O coordenador de marketing relata que fica vários dias sem sair do apartamento. Por conta da falta de contato com os amigos e incerteza com relação ao futuro, ele procurou ajuda especializada.
“Essa falta de certeza, todas as restrições ao que a gente estava acostumado de uma hora para outra, me deixou muito abalado emocionalmente porque o contato físico é muito importante para nós que somos seres sociais. Tudo o que vem acontecendo gera pânico, medo e desestabiliza. O acompanhamento psicológico virtual tem me ajudado a lidar com isso tudo”, diz.
A pesquisa de monitoramento sobre o comportamento na pandemia também abordou a opinião da população sobre o fechamento das atividades e comércio nas últimas e próximas semanas. Atividades como escolas (43,9%), bares (39,2%), academias (49,4%), shoppings (32,3%) e parques e praias (63,7%) deveriam fechar completamente por mais uma semana. A abertura dos supermercados (48,8%) é a única atividade que, segundo a população, deveria funcionar normalmente. O brasileiro considera diferente o consumo na mesa entre bares e restaurantes, já que, para alimentação, 41,6% acreditam que é um serviço que deve continuar funcionando, mas apenas por delivery e internet. Já os serviços gerais (40,8%), como cabeleireiro e lavanderia, ao lado de fábricas e indústrias (43,9%), deveriam funcionar em horário reduzido.

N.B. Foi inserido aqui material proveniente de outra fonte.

PR #29, opened 2019-02-12
Use system facts from 'facts' dict

beav:
Previously, we massaged system data to pull a few facts based on
identification data like bios UUID and fqdn.

Instead, use the actual facts dictionary coming back from inventory
service.

### DIFF
--- a/drift/info_parser.py
+++ b/drift/info_parser.py
@@ -1,34 +1,53 @@
-DRIFT_FACTS = {'bios_uuid', 'display_name'}
-DRIFT_SYSTEM_ID = {'id'}
+SYSTEM_ID = 'id'
+FACT_NAMESPACE = 'inventory'
 
 
 def build_comparisons(inventory_service_systems):
     """
     given a list of system dicts, return a dict of comparisons, along with a dict of metadata.
     """
-    fact_comparison = _select_applicable_info(DRIFT_FACTS, inventory_service_systems)
+    fact_comparison = _select_applicable_info(inventory_service_systems)
 
     metadata = [_system_metadata(system) for system in inventory_service_systems]
     return {'facts': fact_comparison, 'metadata': metadata}
 
 
-def _select_applicable_info(info_keys, systems):
+def _select_applicable_info(systems):
     """
     Take a list of systems, and output a "pivoted" list of facts, where each fact
     key has a dict of systems and their values. This is useful when comparing
     facts across systems.
     """
-    # create dicts of system + info
-    ids_and_info = [{key: system[key] for key in (info_keys | DRIFT_SYSTEM_ID & system.keys())}
-                    for system in systems]
+    # create dicts of id + info
+    ids_and_info = [_system_facts_and_id(system) for system in systems]
 
     # TODO: we are assuming all info keys exist for each system. This is not a good assumption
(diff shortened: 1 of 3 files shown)


drift/info_parser.py
```diff
@@ -1,36 +1,43 @@
...
-def _select_applicable_info(info_keys, systems):
+def _select_applicable_info(systems):
     """
     Take a list of systems, and output a "pivoted" list of facts, where each fact
     key has a dict of systems and their values. This is useful when comparing
     facts across systems.
     """
     # create dicts of system + info
-    ids_and_info = [{key: system[key] for key in (info_keys | DRIFT_SYSTEM_ID & system.keys())}
+    ids_and_info = [{**{key: _system_facts(system)[key] for key in _system_facts(system)},
```
ehelms: What does `**` do in this context? This is quite the list comprehension to mentally unpack and understand.

drift/info_parser.py
```diff
@@ -1,36 +1,43 @@
...
-                        if info_name in info_keys]
+                        if info_name is not SYSTEM_ID]
     return info_comparisons
 
 
+def _system_facts(system):
+    """
+    Pull the system facts dict out from a system record
+    """
+    return system['facts'][0]['facts']
```
ehelms: Why only the first element of the array?

drift/info_parser.py
beav: It "unzips" the dicts so they are not nested when a new one is created. For example:
```
In [1]: x = {'foo': 'bar'}

In [2]: y = {'baz': 'quux'}

In [3]: {**x, **y}
Out[3]: {'foo': 'bar', 'baz': 'quux'}
```

I could also do `{key: _system_facts(system)[key]}[SYSTEM_ID] = system['id']`

Basically I just need the system ID added in alongside the rest of the facts for the transformation later on. I think I can rewrite this cleaner, gimme a few

drift/info_parser.py
```diff
@@ -1,35 +1,52 @@
...
+                        if info_name is not SYSTEM_ID]
     return info_comparisons
 
+def _find_facts_for_namespace(system, namespace):
+    """
+    return the facts for the given namespace
+    """
+    for facts in system['facts']:
+        if facts['namespace'] == namespace:
+            return facts['facts']
```
beav: I was tempted to use `reduce` here but the for loop is considered more pythonic

beav:
@ehelms updated to avoid wild list comprehension and to avoid hardcoding of first value in facts array

drift/info_parser.py
```diff
@@ -1,35 +1,52 @@
-DRIFT_FACTS = {'bios_uuid', 'display_name'}
-DRIFT_SYSTEM_ID = {'id'}
+SYSTEM_ID = 'id'
+FACT_NAMESPACE = 'inventory'
```
ehelms: We are likely to not want to restrict ourselves to a single (or any) namespace given the set of facts we'll want. If this affects your code design. If you feel this is fine for now and easy to come back and adjust as we know more then :+1:

ehelms: Just saw https://github.com/RedHatInsights/drift-backend/pull/29/files#diff-8b7de392a44280d3d4ceb46a196e26f9R44 which answers my question.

Sobre a metodologia do levantamento, um total de 1.698 brasileiros responderam a pesquisa de forma digital, entre 29 e 30 de março de 2021, garantindo 95% de significância e 2,38% de margem de erro nos dados revelados. A pesquisa engloba níveis de renda ABCD e todas as faixas etárias. Entre os entrevistados, 57% têm idade entre 36 e 55 anos, 55% são mulheres, 35% moram em residências com dois moradores e 47% seguem algum regime de home office.
Impacto do isolamento é intenso
Anita Colletes Bellodi, professora da Faculdade de Psicologia da PUC-Campinas, aponta que os impactos do isolamento são negativos na saúde emocional.
“O impacto de tanto tempo isolado é intenso. O contato social é importantíssimo para o ser humano. Ficar privado desse contato pode trazer sentimentos de angústia, tristeza e medo. Quando a gente não vê o outro a gente passa a imaginar, fantasiar e esses pensamentos costumam ser desagradáveis”, diz a professora.
Segundo a profissional, sentir medo é natural, mas na pandemia os estímulos para o medo são maiores. “O estímulo está o tempo todo nas informações, na televisão, na internet, no contato com o outro. Pessoas que eram queridas e traziam satisfação agora representam perigo. Tem crianças e adolescentes, por exemplo, que não querem que os pais cheguem perto, com medo de se contaminarem e morrer”, detalha.
Ela explica que o medo está muito ligado à própria morte ou a de gente querida. Não é uma informação falsa, é algo que ela tem ou teve contato, está acontecendo. Não é uma criação. O vírus e a morte não são uma criação. “Ter sintomas psicológicos é uma reação normal a uma situação anormal. Se começar a atrapalhar ou inviabilizar a rotina, as atividades diárias como se alimentar, trabalhar, dormir bem, estudar, é um alerta para procurar ajuda. Tem muitos profissionais e serviços médicos e psicológicos mesmo via teleatendimento.